Department of Biochemistry and Molecular Biology, Nihon University School of Dentistry at Matsudo, 2-870-1, Sakaecho-Nishi, Matsudo, Chiba 271-8587, Japan.
Bone. 2011 Apr 1;48(4):864-77. doi: 10.1016/j.bone.2010.11.019. Epub 2010 Dec 4.

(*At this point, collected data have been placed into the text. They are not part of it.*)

PR #250, opened 2015-08-19
Unit test cleanup

mighele:
Various changes to fix all broken unit tests.


plover/dictionary/test_default_dict.py
```diff
@@ -4,7 +4,7 @@
 import json
 import unittest
 
-DICT_PATH='plover/assets/dict.json'
+DICT_PATH='plover/assets/dict_unsorted.json'
```
balshetzer: This doesn't really fix the test. 

The default dictionary now consists of all the .json files combined. The test would need to load all of them rather than just dict_unsorted.json.

plover/assets/dict_unsorted.json
```diff
@@ -121866,7 +121866,6 @@
 "KWRA/AUL": "y'all",
 "KWRAOU/AUL": "y'all",
 "KWRAB/PWA/TKAB/PWA": "yabba dabba",
-"KWRAT": "yacht",
```
balshetzer: Why remove these entries? Are these changes related to fixing unit tests?

plover/dictionary/test_loading_manager.py
```diff
@@ -25,8 +25,6 @@ def __call__(self, filename):
         loader = MockLoader(files)
         with patch('plover.dictionary.loading_manager.load_dictionary', loader):
             manager = loading_manager.DictionaryLoadingManager()
-            manager.start_loading('a')
-            manager.start_loading('b')
```
balshetzer: This line tested that we only loaded file 'b' once even though we tried to load it twice.

plover/dictionary/test_loading_manager.py
```diff
@@ -25,8 +25,6 @@ def __call__(self, filename):
         loader = MockLoader(files)
         with patch('plover.dictionary.loading_manager.load_dictionary', loader):
             manager = loading_manager.DictionaryLoadingManager()
-            manager.start_loading('a')
```
balshetzer: This line tests that the start_loading function works on its own. The other dictionaries are loaded with the load function.

plover/assets/dict_unsorted.json
Achim63: Please don't delete those - that's exactly how I'd try to write "yacht" so it's a perfectly valid entry. And who doesn't like the Flintstones?

mighele: The reason I've removed KWRAT = yacht is because it conflicts with an older entry for "{^@^}". Since the latter entry was in the dictionary long before the "yacht" entry I decided to remove the yacht one.

plover/dictionary/test_loading_manager.py
mighele: Ah ok. The start_loading function gets called later on in the normal way so I assumed this was redundant code. I'll re-instate.

plover/dictionary/test_default_dict.py
mighele: True. I just figured it was worth a quick fix so at least the tests don't error.

plover/assets/dict_unsorted.json
Achim63: There's no entry for "@" in my release version of the dictionaries ... I had to add it to my personal dictionary. Might be a good idea to add it, though, maybe use "KRWA_Asterisk_T" to leave yacht as is?

mighele: I've just updated this to KWRA\*T.

Issue #174, opened 2014-01-13
Invisible Dictionary Update Window


stenoknight:
It's distracting for captioning clients to have to look at the dictionary update popup whenever the captioner adds an entry. If there were an option to make it transparent or invisible, so that all the definitions were done without any visual feedback, that would be perfect. Failing that, having the option to make the pop-up much smaller and/or less opaque would be a start. This is obviously an advanced feature, not intended for beginners, so it would be disabled by default.

On the one hand, I'm probably one of the few people currently using Plover to provide daily onsite realtime captioning on a professional basis. (Yep, as of last week I've switched over completely to Plover from my proprietary software at my day job, and I don't intend to go back.) On the other hand, I anticipate that our numbers won't stay small forever. So while this feature would be extremely useful for me, it might not be high priority right now unless it's fairly simple to implement. In order to become truly professional captioning software, though, Plover will need this feature at some point.

jeremy-w:
The suggestions and steno tape windows could also usefully be configurably transparent, similar to how Terminal.app has an alpha slider for its window style. I like to pin suggestions to always on top so I can peep over to see suggestions seamlessly, but sometimes I need to see what's behind them on a laptop screen, and not having to drag them out of the way would be swell.

PR #251, opened 2015-08-24
Fix issue #174: Add Translation Transparency

mighele:
To fix issue https://github.com/openstenoproject/plover/issues/174

Added functionality to set the transparency of the Add Translations window.


mighele:
I'm going to close this request and re-create it so that there are no merge conflicts

PR #252, opened 2015-08-27
Add Translation Transparency

mighele:
Wishlist Feature:
Issue https://github.com/openstenoproject/plover/issues/174

Added functionality to set the transparency of the Add Translations window.

### DIFF
--- a/plover/gui/add_translation.py
+++ b/plover/gui/add_translation.py
@@ -24,6 +24,10 @@ class AddTranslationDialog(wx.Dialog):
                            pos, wx.DefaultSize, 
                            wx.DEFAULT_DIALOG_STYLE, wx.DialogNameStr)
 
+        transparency = config.get_translation_frame_transparency()
+
+        self.SetTransparent(255 - (2.55 * transparency))
+
         self.config = config
 
         # components
@@ -48,7 +52,7 @@ class AddTranslationDialog(wx.Dialog):
         sizer.Add(label, 
                   flag=wx.TOP | wx.RIGHT | wx.BOTTOM | wx.ALIGN_CENTER_VERTICAL, 
                   border=self.BORDER)
-        sizer.Add(self.translation_text          , 
+        sizer.Add(self.translation_text,
                   flag=wx.TOP | wx.RIGHT | wx.BOTTOM | wx.ALIGN_CENTER_VERTICAL, 
                   border=self.BORDER)
         sizer.Add(button, 
--- a/plover/gui/config.py
+++ b/plover/gui/config.py
@@ -44,6 +44,7 @@ SPACE_PLACEMENTS_LABEL = "Space Placement:"
 SPACE_PLACEMENT_BEFORE = "Before Output"
 SPACE_PLACEMENT_AFTER = "After Output"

Beta-tricalcium phosphate (β-TCP) is widely used in clinical orthopedic surgery due to its high biodegradability, osteoconductivity, easy manipulation and lack of histotoxicity. However, little is known about the molecular mechanisms responsible for the beneficial effects of β-TCP in bone formation. In this study, β-TCP was implanted in dog mandibles, after which the gene expression profiles and signaling pathways were monitored using microarray and Ingenuity Pathways Analysis (IPA). Following the extraction of premolars and subsequent bone healing, β-TCP was implanted into the artificial osseous defect. Histological evaluation (H-E staining) was carried out 4, 7 and 14 days after implantation. In addition, total RNA was isolated from bone tissues and gene expression profiles were examined using microarray analysis coupled with Ingenuity Pathways Analysis (IPA). Finally, real-time PCR was used to confirm mRNA levels. It was found that β-TCP implantation led to a two-fold change in 3409 genes on day 4, 3956 genes on day 7, and 6899 genes on day 14. Among them, the expression of collagen type I α1 (COL1A1), alkaline phosphatase (ALP) and transforming growth factor (TGF)-β2 was increased on day 4, the expression of receptor activator of NF-kappaB ligand (RANKL) and interferon-γ (IFN-γ) was decreased on day 7, and the expression of osteoprotegerin (OPG) was decreased on day 14, affecting the bone morphogenetic protein (BMP), Wnt/β-catenin and nuclear factor-kappaB (NF-κB) signaling pathways in osteoblasts and osteoclasts. Simultaneously, vascular cell adhension molecule (VCAM)-1 expression was increased on day 4 and stromal cell-derived factor (SDF)-1 expression was increased on days 4 and 14. Taken together, these findings shed light on some of the cellular events associated with bone formation, bioresorption, regeneration and healing of β-TCP following its implantation. The results suggest that β-TCP enhances bone healing processes and stimulates the coordinated actions of osteoblasts and osteoclasts, leading to bone regeneration.
β-磷酸三钙(β-TCP)由于其高生物降解性、骨传导性、易于操作和缺乏组织毒性而广泛应用于临床骨科手术。然而,对于β-TCP 在骨形成中有益作用的分子机制知之甚少。在这项研究中,将β-TCP 植入狗下颌骨,然后使用微阵列和 IPA(Ingenuity Pathways Analysis)监测基因表达谱和信号通路。在提取前磨牙并随后进行骨愈合后,将β-TCP 植入人工骨缺损中。植入后 4、7 和 14 天进行组织学评估(H-E 染色)。此外,从骨组织中提取总 RNA,并使用微阵列分析结合 IPA(Ingenuity Pathways Analysis)检查基因表达谱。最后,使用实时 PCR 确认 mRNA 水平。结果发现,β-TCP 植入后第 4 天有 3409 个基因的表达发生了两倍的变化,第 7 天有 3956 个基因,第 14 天有 6899 个基因。其中,Ⅰ型胶原α1(COL1A1)、碱性磷酸酶(ALP)和转化生长因子-β2(TGF-β2)的表达在第 4 天增加,核因子κB 受体激活剂配体(RANKL)和干扰素-γ(IFN-γ)的表达在第 7 天减少,骨保护素(OPG)的表达在第 14 天减少,影响成骨细胞和破骨细胞中的骨形态发生蛋白(BMP)、Wnt/β-catenin 和核因子-κB(NF-κB)信号通路。同时,第 4 天血管细胞黏附分子(VCAM)-1 的表达增加,第 4 天和第 14 天基质细胞衍生因子(SDF)-1 的表达增加。综上所述,这些发现揭示了一些与骨形成、生物吸收、β-TCP 植入后的再生和愈合相关的细胞事件。结果表明,β-TCP 增强了骨愈合过程,并刺激了成骨细胞和破骨细胞的协调作用,从而促进了骨再生。